§ **WHAT THIS TASK INVOLVES**
Search the records for the word "vision" and report each line that has it.

§ **MATERIAL SUPPLIED**
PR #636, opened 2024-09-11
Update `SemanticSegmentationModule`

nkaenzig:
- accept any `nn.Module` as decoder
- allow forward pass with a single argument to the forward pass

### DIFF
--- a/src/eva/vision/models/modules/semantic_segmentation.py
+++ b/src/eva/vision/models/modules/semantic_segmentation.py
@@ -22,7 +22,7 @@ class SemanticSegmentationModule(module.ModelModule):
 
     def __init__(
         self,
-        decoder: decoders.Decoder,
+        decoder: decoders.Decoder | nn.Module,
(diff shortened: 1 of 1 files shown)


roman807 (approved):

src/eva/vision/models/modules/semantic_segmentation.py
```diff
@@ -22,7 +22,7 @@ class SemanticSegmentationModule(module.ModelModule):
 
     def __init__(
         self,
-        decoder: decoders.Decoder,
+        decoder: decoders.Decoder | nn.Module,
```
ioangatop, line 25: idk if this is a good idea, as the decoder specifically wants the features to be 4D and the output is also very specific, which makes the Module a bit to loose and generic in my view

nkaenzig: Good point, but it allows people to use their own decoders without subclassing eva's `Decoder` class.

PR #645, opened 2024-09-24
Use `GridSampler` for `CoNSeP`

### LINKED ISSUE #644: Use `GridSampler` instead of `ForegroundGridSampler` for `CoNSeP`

§ **SOLUTION TO THE PROBLEM**
--- a/src/eva/vision/models/modules/semantic_segmentation.py
+++ b/src/eva/vision/models/modules/semantic_segmentation.py
src/eva/vision/models/modules/semantic_segmentation.py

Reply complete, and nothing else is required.